During the results call, CEO Michael Osanloo said the company believes that in the long term there is potential for more than 600 Portillo restaurants across the country. The chain plans to continue expanding its presence in the Midwest, its current center of operations. As a second strategic initiative, however, it is also targeting the Sunbelt states for further openings, with Arizona, Florida and Texas earmarked for development. While the expansion is relatively small at this point, it should allow Portillo – and investors – to gauge demand for the restaurant chain’s food outside of its current Midwestern territory.

Finally, Portillo’s is launching an experimental restaurant in Illinois with no catering options. It will have “three service lanes as well as a pickup, catering and delivery area,” according to Osanloo. With delivery and pick-up being much more popular since the onset of the pandemic, the new restaurant setup could allow Portillo’s to increase its footprint without having to incur all the expense of maintaining a food court in the areas. with low pedestrian traffic but with good ordering potential.

What is a good entry point for the Portillo stock?

While Portillo’s has seen its revenues plummet under pressure from input inflation, COVID-19 and the current labor shortage, these challenges will likely be temporary. The pressures will likely ease in the course of 2022, when Portillo’s robust income growth and expansion plans should give it bullish momentum as a good choice among restoration stocks.

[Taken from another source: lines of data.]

PR #332, opened 2015-04-07
registry/storage/driver: defer case-sensitive support to storage backend

stevvooe:
Rather than enforce lowercase paths for all drivers, support for
case-sensitivity has been deferred to the driver. There are a few caveats to
this approach:

1. There are possible security implications for tags that only differ in their
    case. For instance, a tag "A" may be equivalent to tag "a" on certain file
    system backends.
2. All system paths should not use case-sensitive identifiers where possible.
    This might be problematic in a blob store that uses case-sensitive ids. For
    now, since digest hex ids are all case-insensitive, this will not be an issue.

The recommend workaround is to not run the registry on a case-insensitive
filesystem driver in security sensitive applications.

### DIFF
--- a/registry/storage/driver/storagedriver.go
+++ b/registry/storage/driver/storagedriver.go
@@ -83,7 +83,7 @@ type StorageDriver interface {
 // number of path components separated by slashes, where each component is
 // restricted to lowercase alphanumeric characters or a period, underscore, or
 // hyphen.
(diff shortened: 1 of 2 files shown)


dmcgowan:
LGTM

Tested Docker engine will enforce image names do not have upper case characters, tags do not have this restriction.

dmp42:
LGTM

PR #333, opened 2015-04-08
registry/storage: automatically purge old upload files

RichardScothern:
Automatically purge old upload files

When the registry starts a background timer will periodically
scan the upload directories on the file system and delete
any files older than 1 week.

Jitter is randomly selected to be 0 - 60 minutes.

### DIFF
--- a/registry/storage/paths.go
+++ b/registry/storage/paths.go
@@ -257,6 +257,8 @@ func (pm *pathMapper) path(spec pathSpec) (string, error) {
 			offset = "" // Limit to the prefix for listing offsets.
 		}
 		return path.Join(append(repoPrefix, v.name, "_uploads", v.uuid, "hashstates", v.alg, offset)...), nil
+	case repositoriesRootPathSpec:
+		return path.Join(repoPrefix...), nil
 	default:
 		// TODO(sday): This is an internal error. Ensure it doesn't escape (panic?).
 		return "", fmt.Errorf("unknown path spec: %#v", v)
@@ -445,6 +447,12 @@ type uploadHashStatePathSpec struct {
 }
 
 func (uploadHashStatePathSpec) pathSpec() {}
+
+// repositoriesRootPathSpec returns the root of repositories
+type repositoriesRootPathSpec struct {
+}
+
+func (repositoriesRootPathSpec) pathSpec() {}
 
 // digestPathComponents provides a consistent path breakdown for a given
 // digest. For a generic digest, it will be as follows:
--- a/registry/storage/purgeuploads.go
+++ b/registry/storage/purgeuploads.go
@@ -1,0 +1,136 @@
+package storage
+
+import (
+	"path"
+	"strings"
+	"time"
+
+	"code.google.com/p/go-uuid/uuid"
+	log "github.com/Sirupsen/logrus"
+	storageDriver "github.com/docker/distribution/registry/storage/driver"
+)
+
+// uploadData stored the location of temporary files created during a layer upload
+// along with the date the upload was started
+type uploadData struct {
+	containingDir string
+	startedAt     time.Time
+}
+
+func newUploadData() uploadData {
+	return uploadData{
+		containingDir: "",
+		// default to far in future to protect against missing startedat
+		startedAt: time.Now().Add(time.Duration(10000 * time.Hour)),
+	}
+}
+
+// PurgeUploads deletes files from the upload directory
+// created before olderThan.  The list of files deleted and errors
+// encountered are returned
+func PurgeUploads(driver storageDriver.StorageDriver, olderThan time.Time, actuallyDelete bool) ([]string, []error) {
+	log.Infof("PurgeUploads starting: olderThan=%s, actuallyDelete=%t", olderThan, actuallyDelete)
+	uploadData, errors := getOutstandingUploads(driver)
+	var deleted []string
+	for _, uploadData := range uploadData {
+		if uploadData.startedAt.Before(olderThan) {
+			var err error
+			log.Infof("Upload files in %s have older date (%s) than purge date (%s).  Removing upload directory.",
+				uploadData.containingDir, uploadData.startedAt, olderThan)
+			if actuallyDelete {
+				err = driver.Delete(uploadData.containingDir)
+			}
+			if err == nil {
+				deleted = append(deleted, uploadData.containingDir)
+			} else {
+				errors = append(errors, err)
+			}
+		}
+	}
+
+	log.Infof("Purge uploads finished.  Num deleted=%d, num errors=%d", len(deleted), len(errors))
+	return deleted, errors
+}
+
+// getOutstandingUploads walks the upload directory, collecting files
+// which could be eligible for deletion.  The only reliable way to
+// classify the age of a file is with the date stored in the startedAt
+// file, so gather files by UUID with a date from startedAt.
+func getOutstandingUploads(driver storageDriver.StorageDriver) (map[string]uploadData, []error) {
+	var errors []error
+	uploads := make(map[string]uploadData, 0)
+
+	inUploadDir := false
+	root, err := defaultPathMapper.path(repositoriesRootPathSpec{})
+	if err != nil {
+		return uploads, append(errors, err)
+	}
+	err = Walk(driver, root, func(fileInfo storageDriver.FileInfo) error {
+		filePath := fileInfo.Path()
+		_, file := path.Split(filePath)
+		if file[0] == '_' {
+			// Reserved directory
+			inUploadDir = (file == "_uploads")
+
+			if fileInfo.IsDir() && !inUploadDir {
+				return ErrSkipDir
+			}
+
+		}
+
+		uuid, isContainingDir := uUIDFromPath(filePath)
+		if uuid == "" {
+			// Cannot reliably delete
+			return nil
+		}
+		ud, ok := uploads[uuid]
+		if !ok {
+			ud = newUploadData()
+		}
+		if isContainingDir {
+			ud.containingDir = filePath
+		}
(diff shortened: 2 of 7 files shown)


cmd/registry/main.go
```diff
@@ -112,7 +158,12 @@ func main() {
 }
 
 func usage() {
-	fmt.Fprintln(os.Stderr, "usage:", os.Args[0], "<config>")
+	fmt.Fprintln(os.Stderr, "usage:", os.Args[0], "[command]", "<config>")
```
stevvooe: Use a backtic string for this:

```
fmt.Println(os.Stderr, `usage: %s [command] <config>
...
`
```

It will control the formatting better.

registry/storage/walk.go
```diff
@@ -0,0 +1,59 @@
...
+// SkipDir is used as a return value from onFileFunc to indicate that
+// the directory named in the call is to be skipped. It is not returned
+// as an error by any function.
+var ErrSkipDir = errors.New("skip this directory")
+
+// onFileFunc is called once per file by Walk
+// If the returned error is ErrSkipDir and fileInfo refers
+// to a directory, the directory will not be entered and Walk
+// will continue the traversal.  Otherwise Walk will return
+type onFileFunc func(fileInfo storageDriver.FileInfo) error
```
stevvooe: This type needs to be exported so other users can call it.

registry/storage/walk.go
```diff
@@ -0,0 +1,59 @@
...
+
+// Walk traverses a filesystem defined within driver, starting
+// from the given path, calling f on each file
+func Walk(driver storageDriver.StorageDriver, from string, f onFileFunc) error {
```
stevvooe: Looking at this closely, it actually belongs in the driver package. This provides fs walks over driver implementations and doesn't need to have knowledge of storage fundamentals.

registry/storage/walk.go
```diff
@@ -0,0 +1,59 @@
...
+	"errors"
+	"fmt"
+	"strings"
+
+	storageDriver "github.com/docker/distribution/registry/storage/driver"
+)
+
+// basename returns the filename and path components of a path
+func basename(path string) (string, []string) {
+	pathComponents := strings.Split(path, "/")
```
stevvooe: Please use [`path.Split`](http://golang.org/pkg/path/#Split).

registry/storage/purgeuploads.go
```diff
@@ -0,0 +1,144 @@
...
+}
+
+// getOutstandingUploads walks the upload directory, collecting files
+// which could be eligible for deletion
+func getOutstandingUploads(driver storageDriver.StorageDriver) (map[string]uploadData, []error) {
+	var errors []error
+	outstandingUploads := make(map[string]uploadData, 0)
+	pm := defaultPathMapper
+
+	pathComponentRegexp := `([a-z0-9._-]+)+` // TODO(richard): stronger regex for uuid?
```
stevvooe: This doesn't seem necessary. Can you just walk the repos then list the contents of `_uploads` to find all uploads? No need for file matching.

registry/storage/purgeuploads.go
```diff
@@ -0,0 +1,144 @@
...
+
+	uploadDateRegexStr, err := pm.path(
+		uploadStartedAtPathSpec{name: pathComponentRegexp, uuid: pathComponentRegexp})
+	if err != nil {
+		return outstandingUploads, pushError(errors, "", err)
+	}
+	uploadDateRegex := regexp.MustCompile(uploadDateRegexStr)
+
+	// TODO(richard): path from pm
+	root := "/docker/registry/v2/repositories"
```
stevvooe: This should come from the `pathMapper`, somehow.

stevvooe:
After thinking about this, it seems reasonable to just run the purging task as a background goroutine for the registry. This will allow us to avoid having a special command and tell people that they need to run it once and awhile.

registry/storage/purgeuploads.go
```diff
@@ -0,0 +1,144 @@
...
+type uploadData struct {
+	dataFilePath string
+	dateFilePath string
+	startedAt    time.Time
+}
+
+// TODO(richard): return containing folder
+func (ud *uploadData) Files() []string {
+	files := []string{ud.dataFilePath}
+	return append(files, ud.dateFilePath)
```
noxiouz:
```go
return []string{ud.dataFilePath, ud.dateFilePath}
```

registry/storage/purgeuploads.go
```diff
@@ -0,0 +1,144 @@
...
+	var deleted []string
+	for _, uploadData := range uploadData {
+		for _, file := range uploadData.Files() {
+			if uploadData.startedAt.Before(olderThan) {
+				var err error
+				if actuallyDelete {
+					err = driver.Delete(file)
+				}
+				if err == nil {
+					deleted = append(deleted, file)
```
noxiouz: Is the file actually deleted even if actuallyDelete is false? Seems we do nothing with the file

registry/storage/purgeuploads.go
```diff
@@ -0,0 +1,144 @@
...
+// PurgeUploads deletes files from the upload directory
+// created before olderThan.  The list of files deleted and errors
+// encountered are returned
+func PurgeUploads(driver storageDriver.StorageDriver, olderThan time.Time, actuallyDelete bool) ([]string, []error) {
+	// TODO(richard): normalize error type
+	uploadData, errors := getOutstandingUploads(driver)
+	var deleted []string
+	for _, uploadData := range uploadData {
+		for _, file := range uploadData.Files() {
+			if uploadData.startedAt.Before(olderThan) {
```
noxiouz: Is it better to check this condition before an iteration over files?

registry/storage/purgeuploads.go
```diff
@@ -0,0 +1,144 @@
...
+	uploadDateRegex := regexp.MustCompile(uploadDateRegexStr)
+
+	// TODO(richard): path from pm
+	root := "/docker/registry/v2/repositories"
+	err = Walk(driver, root, func(fileInfo storageDriver.FileInfo) error {
+		path := fileInfo.Path()
+		uuid, err := match(path, uploadFileRegex)
+		if err != nil {
+			errors = pushError(errors, path, err)
+			goto nextFile
```
noxiouz: this jump returns ```nil```. Is it reserved for future changes?

registry/storage/walk.go
RichardScothern: Yep

registry/storage/purgeuploads.go
RichardScothern: actuallyDelete must be true to delete the file.  This is for the --dry-run flag in the CLI, though that will be removed soon.

registry/storage/purgeuploads.go
RichardScothern: nil is returned as an error to Walk, to indicate that it should continue walking the filesystem.

registry/storage/purgeuploads.go
RichardScothern: It probably is, yes.

registry/storage/purgeuploads.go
noxiouz: may be I was not clear enough =). I meant that you can uese ```return nil``` here instead of ```goto```. ```goto``` is good if you are gonna to add more actions except ```return nil``` like logging or anything else to prevent code duplication.

registry/storage/purgeuploads.go
noxiouz: thank you for the explanation

registry/storage/paths.go
```diff
@@ -107,6 +107,12 @@ var defaultPathMapper = &pathMapper{
 	version: storagePathVersion,
 }
 
+// RepositoriesRoot returns the root of the filesystem containing
+// repository directories
+func (pm *pathMapper) RepositoriesRoot() string {
```
stevvooe: This doesn't need to be exported.

stevvooe: Also, this should just be another `pathSpec`.

registry/storage/purgeuploads.go
```diff
@@ -0,0 +1,140 @@
...
+// getOutstandingUploads walks the upload directory, collecting files
+// which could be eligible for deletion.  The only reliable way to
+// classify the age of a file is with the date stored in the startedAt
+// file, so gather files by UUID with a date from startedAt.
+func getOutstandingUploads(driver storageDriver.StorageDriver) (map[string]uploadData, []error) {
+	var errors []error
+	uploads := make(map[string]uploadData, 0)
+
+	root := defaultPathMapper.RepositoriesRoot()
+	repos, err := driver.List(root)
```
stevvooe: Note that this is not listing the repos but rather the top-level namespace component. The actual repositories may be several path components deep. I am not sure if this would effect the variable naming.

cmd/registry/main.go
```diff
@@ -262,3 +266,30 @@ func debugServer(addr string) {
 		log.Fatalf("error listening on debug interface: %v", err)
 	}
 }
+
+// startUploadPurger schedules a goroutine which will periodically
+// check upload directories for old files and delete them
+func startUploadPurger(config *configuration.Configuration) {
```
stevvooe: This can probably be a part of `app.go`.

registry/storage/purgeuploads.go
```diff
@@ -0,0 +1,140 @@
...
+	if err != nil {
+		errors = pushError(errors, root, err)
+	}
+
+	for _, repo := range repos {
```
stevvooe: This for loop isn't needed. The walk covers descending to the _upload file, so no need for the `List` call above.

stevvooe:
LGTM!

In the meantime, however, it looks like Portillo’s will experience sharp swings in the value of its shares for some time, as often happens following an IPO. The biggest wildcard, however, could be Berkshire Partners’ primary stake in the company. Waiting a few more months to see if Berkshire sells after the foreclosure expires, then waiting for stock prices to drop below the new average range, might be the best strategy to get into this new public company before the late 2022 rebound. or 2023 as inflation declines.

This article represents the opinion of the author, who may disagree with the “official” recommendation position of a premium Motley Fool consulting service. We are motley! Challenging an investment thesis – even one of our own – helps us all to think critically about investing and make decisions that help us become smarter, happier, and richer.